● Data to process

-- Opening Marker --

PR #32, opened 2025-03-22
Add spotless to dev.

sampottinger:
Add spotless back into dev but using cleanthat instead of google-java-formatter to avoid overzealous edits to code that conforms to the google style guide.


sampottinger:
Superceeded by #33.

PR #33, opened 2025-03-22
Add spotless at simulation.

sampottinger:
So google-java-format is a bit overzealous on rewriting code that is compliant with the Google Style Guide. I think this is rewriting code though to a form that is less readable in certain cases, something it seems others have complained about in their issues. I’d prefer the balance between readability and consistency that the Google Style Guide promotes over that which is enforced by google-java-format. Therefore, I am proposing use of spotless but with cleanthat instead. This is much more conservative, compliant with the Google Style Guide, and we can add additional formatting rules on top (google-java-format says it is a feature not a bug that rules cannot be disabled for philosophical reasons).


sampottinger:
Superseded by #34 .

PR #38, opened 2025-03-24
Implementation of Converter.

sampottinger:
Implementation of Converter which creates transitive conversions.


sampottinger:
Adding tests now but opening up for review @GondekNP

sampottinger:
I think this is ready to go!

sampottinger:
Sorry about the noise there @GondekNP - just got this rebased against `dev`.

src/main/java/org/joshsim/engine/value/TransitiveConversion.java
```diff
@@ -0,0 +1,70 @@
...
+
+import org.joshsim.engine.func.CompiledCallable;
+import org.joshsim.engine.func.Scope;
+import org.joshsim.engine.func.SingleValueScope;
+
+
+/**
+ * A conversion rule between two unit types using two inner conversions.
+ */
+public class TransitiveConversion implements Conversion {
```
GondekNP, line 18: Since this converts only two steps... do we envision having some `base` unit that we expect will be a middle ground no matter what? For eg, you could imagine:
- mm to cm, cm to m, m to km - which would require this to use an iteratable of `Conversion` rather than `first` and `second` (unless there is a clever strat here)
- or, we assume all spatial units need to know how to convert to and from `m`, which would be in the current example, mm to m and then m to km. 

I think the second seems like a reasonable approach since this would not need refactor and in general, it seems reasonable to use a base unit of `m` for projected coordinates which is how spatial4j will see distances between patches.

GondekNP (commented):
LGTM - curious for your thoughts on 3+ step conversion, but going to prioritize getting dev merged up and green :heavy_check_mark:

PR #39, opened 2025-03-24
Add query cache for EngineBridge.

sampottinger:
Blocked on #26 and #31. CC @GondekNP


src/main/java/org/joshsim/lang/bridge/ShadowingEntity.java
```diff
@@ -219,6 +230,15 @@ public Simulation getMeta() {
     return meta;
   }
 
+  /**
```
GondekNP, line 233: (Optional) Not sure I love `getRaw` unless it means something in another context... I might prefer `getInner` or `getInnerEntity` or something like that?

GondekNP (approved):

src/main/java/org/joshsim/lang/bridge/ShadowingEntity.java
sampottinger: I'll change to getInner!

-- Closing Marker --

● What is required
Scan the material above for lines holding "import" and copy each of them.

● Task output
+import org.joshsim.engine.func.CompiledCallable;
+import org.joshsim.engine.func.Scope;
+import org.joshsim.engine.func.SingleValueScope;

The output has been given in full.